[Git][reproducible-builds/diffoscope][master] 4 commits: file: Improve performance of has_same_content by spawning cmp less frequently
Chris Lamb
gitlab at salsa.debian.org
Thu Jan 7 10:56:07 UTC 2021
Chris Lamb pushed to branch master at Reproducible Builds / diffoscope
Commits:
80bf1aef by Dimitrios Apostolou at 2021-01-06T07:26:43+01:00
file: Improve performance of has_same_content by spawning cmp less frequently
* If the two sizes are different, files are different
* Else read the first SMALL_FILE_THRESHOLD bytes (64K)

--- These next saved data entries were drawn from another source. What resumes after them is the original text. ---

Issue #772, opened 2017-12-14
dss/api/search.py uses replicas as strings


ttung:
Fortunately, neither really interact with `Config.get_cloud_specific_handles`, so neither is affected.

ttung:
Not sure if this should go to @mweiden or (@mikebaumann|@Bento007|@hannes-ucsc) (extended regex, of course).

mweiden:
@ttung I'm on it

PR #776, opened 2017-12-15
Search API should use Replica enums instead of strings

mweiden:
Fixes https://github.com/HumanCellAtlas/data-store/issues/772

### DIFF
--- a/dss/api/search.py
+++ b/dss/api/search.py
@@ -31,24 +31,23 @@ def post(json_request_body: dict,
     es_query = json_request_body['es_query']
     per_page = PerPageBounds.check(per_page)
 
-    if replica is None:
-        replica = "aws"
+    replica_enum = Replica[replica] if replica is not None else Replica.aws
 
     get_logger().debug("Received posted query. Replica: %s Query: %s Per_page: %i Timeout: %s Scroll_id: %s",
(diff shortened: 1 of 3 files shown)


dss/api/search.py
```diff
@@ -31,24 +31,23 @@ def post(json_request_body: dict,
     es_query = json_request_body['es_query']
     per_page = PerPageBounds.check(per_page)
 
-    if replica is None:
-        replica = "aws"
+    replica_enum = Replica[replica] if replica else Replica.aws
```
ttung: Strictly speaking, `if replica` is not the same as `if replica is None`

dss/config.py
```diff
@@ -204,6 +204,9 @@ def get_es_index_name(index_type: ESIndexType,
         Returns the fully qualified name of an Elasticsearch index of documents for a given
         replica of a given type and shape.
         """
+        if not isinstance(replica, Replica):
```
ttung: `assert isinstance(replica, Replica)`

dss/api/search.py
mweiden: ✅

dss/config.py
mweiden: ✅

* If the first bytes are different, files are different
* Else first bytes are identical, and if file size is
<= SMALL_FILE_THRESHOLD then files are identical
Only if all these checks fail, spawn external command `cmp -s` to do the
comparison.
- - - - -
cc38d8e4 by Dimitrios Apostolou at 2021-01-06T07:26:43+01:00
Log when cmp command is spawned
- - - - -
223b1588 by Dimitrios Apostolou at 2021-01-07T06:44:28+01:00
Avoid invoking diff for short outputs that are identical
Commands with short outputs, like `stat`, `getfacl` and `lsattr`, now store
all their output in memory buffers and we run an in-memory comparison first.

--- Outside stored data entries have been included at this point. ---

PR #777, opened 2017-12-15
Changed where test data is retrieved from.

Bento007:
Test data is now retrieved and stored in test/fixtures. This gives us more control over our test data especially as new versions of data bundles are released.

### Release notes
Changed where test data is retrieved from. Test data is now populated from test/fixtures.


ttung:
If we're doing this, is there still a need for `data-bundle-examples` to be a git submodule?

Bento007:
I don't see a reason for it.

mikebaumann:
smoketest.py uses the `data-bundle-examples` submodule.

Bento007:
we can leave `data-bundle-examples` for now and take it out when we're ready.

PR #780, opened 2017-12-16
Refactor smoketest into testcase

kislyuk:


tests/test_smoketest.py
```diff
@@ -0,0 +1,122 @@
...
+    if isinstance(command, str):
+        kwargs["shell"] = True
+    print(GREEN(command))
+    try:
+        return runner(command, **kwargs)
+    except CalledProcessError as e:
+        parser.exit(RED(f'{parser.prog}: Exit status {e.returncode} while running "{command}". Stopping.'))
+
+
+@infra.testmode.standalone
```
Bento007: I didn't know you could the decorator works on the whole class. That's handy. Also is this an integration test?

tests/test_smoketest.py
```diff
@@ -0,0 +1,122 @@
...
+
+                res = run(f"{venv_bin}hca dss put-subscription "
+                          "--callback-url https://example.com/ "
+                          "--es-query '{}' "
+                          f"--replica {replica}",
+                          runner=check_output)
+                sub_id = json.loads(res.decode())["uuid"]
+                run(f"{venv_bin}hca dss get-subscriptions --replica {replica}")
+                run(f"{venv_bin}hca dss delete-subscription --replica {replica} --uuid {sub_id}")
+        finally:
```
Bento007: This should be in tearDownClass

tests/test_smoketest.py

We proceed to call `diff` only if the buffers are not identical.
- - - - -
a1cc1c0c by Chris Lamb at 2021-01-07T10:55:52+00:00
Wrap our external call to cmp(1) with a profile to match the internal one..
- - - - -
4 changed files:
- diffoscope/comparators/directory.py
- diffoscope/comparators/utils/file.py
- diffoscope/difference.py
- diffoscope/feeders.py
Changes:
=====================================
diffoscope/comparators/directory.py
=====================================
@@ -161,13 +161,17 @@ def compare_meta(path1, path2):
return differences
try:
- differences.append(Difference.from_operation(Stat, path1, path2))
+ differences.append(
+ Difference.from_operation(Stat, path1, path2, short=True)
+ )
except RequiredToolNotFound:
logger.error("Unable to find 'stat'! Is PATH wrong?")

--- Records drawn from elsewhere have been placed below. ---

PR #781, opened 2017-12-16
Compare existing document with new one and log differences (fixes #774)

### LINKED ISSUE #774: Reindexing: Compare existing document with new one and log differences

hannes-ucsc:
fixes #774

### DIFF
--- a/dss/storage/index_document.py
+++ b/dss/storage/index_document.py
@@ -30,6 +30,12 @@ class IndexDocument(dict):
         self.replica = replica
         self.fqid = fqid
 
+    @classmethod
+    def from_index(cls, replica: Replica, bundle_fqid: BundleFQID, index_name, logger, version=None):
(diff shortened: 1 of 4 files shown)


dss/storage/index_document.py
```diff
@@ -40,21 +46,30 @@ def add_to_index(self, index_name: str):
...
                               ex, index_name, json.dumps(self, indent=4))
             raise
         return initial_mappings
 
+    def to_json(self):
+        return json.dumps(self)
+
+    def __eq__(self, other: object) -> bool:
+        return (self is other
+                or super().__eq__(other)
```
kislyuk: Please group these with parens. It's not immediately obvious what the priority/logic is here.

hannes-ucsc: Addressed this.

if os.path.islink(path1) or os.path.islink(path2):
return [d for d in differences if d is not None]
try:
- differences.append(Difference.from_operation(Getfacl, path1, path2))
+ differences.append(
+ Difference.from_operation(Getfacl, path1, path2, short=True)
+ )
except RequiredToolNotFound:
logger.info(
"Unable to find 'getfacl', some directory metadata differences might not be noticed."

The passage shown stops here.